What you will do: An identical copy of all records below is to be written out.

(Collected data)
PR #15812, opened 2019-03-13
Selection and document.open()

annevk:
Chrome fails this, interestingly enough, but Firefox and Safari both pass.

cc @bzbarsky @TimothyGu @domenic

### DIFF
--- a/selection/Document-open.html
+++ b/selection/Document-open.html
@@ -6,39 +6,23 @@
 <script>
 "use strict";
 
-// This tests the HTML spec requirement "Replace the Document's singleton
-// objects with new instances of those objects. (This includes in particular
-// the Window, Location, History, ApplicationCache, and Navigator, objects, the
-// various BarProp objects, the two Storage objects, the various HTMLCollection
-// objects, and objects defined by other specifications, like Selection and the
-// document's UndoManager. It also includes all the Web IDL prototypes in the
-// JavaScript binding, including the Document object's prototype.)" in the
-// document.open() algorithm.
+const iframe = document.createElement("iframe");
+async_test(t => {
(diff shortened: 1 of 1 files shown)


bzbarsky:
Which test assertion does Chrome fail?

annevk:
That the object must be the same. Presumably also the final assertion as it passes the current test.

domenic (approved):
LGTM. Curious result. A Chrome bug would be great :).

annevk:
https://bugs.chromium.org/p/chromium/issues/detail?id=941913

yosinch:
As of today, Blink's Selection comes from `document.getSelection()`. `window.getSelection()` calls `document.getSelection()`. This is reason why Blink have new selection object after `document.open()`.

To fix this issue, we need to get rid `getSelection()` from `DocumentOrShadowRoot` interface.

annevk:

Task output:
PR #15812, opened 2019-03-13
Selection and document.open()

annevk:
Chrome fails this, interestingly enough, but Firefox and Safari both pass.

cc @bzbarsky @TimothyGu @domenic

### DIFF
--- a/selection/Document-open.html
+++ b/selection/Document-open.html
@@ -6,39 +6,23 @@
 <script>
 "use strict";
 
-// This tests the HTML spec requirement "Replace the Document's singleton
-// objects with new instances of those objects. (This includes in particular
-// the Window, Location, History, ApplicationCache, and Navigator, objects, the
-// various BarProp objects, the two Storage objects, the various HTMLCollection
-// objects, and objects defined by other specifications, like Selection and the
-// document's UndoManager. It also includes all the Web IDL prototypes in the
-// JavaScript binding, including the Document object's prototype.)" in the
-// document.open() algorithm.
+const iframe = document.createElement("iframe");
+async_test(t => {
(diff shortened: 1 of 1 files shown)


bzbarsky:
Which test assertion does Chrome fail?

annevk:
That the object must be the same. Presumably also the final assertion as it passes the current test.

domenic (approved):
LGTM. Curious result. A Chrome bug would be great :).

annevk:
https://bugs.chromium.org/p/chromium/issues/detail?id=941913

yosinch:
As of today, Blink's Selection comes from `document.getSelection()`. `window.getSelection()` calls `document.getSelection()`. This is reason why Blink have new selection object after `document.open()`.

To fix this issue, we need to get rid `getSelection()` from `DocumentOrShadowRoot` interface.

annevk:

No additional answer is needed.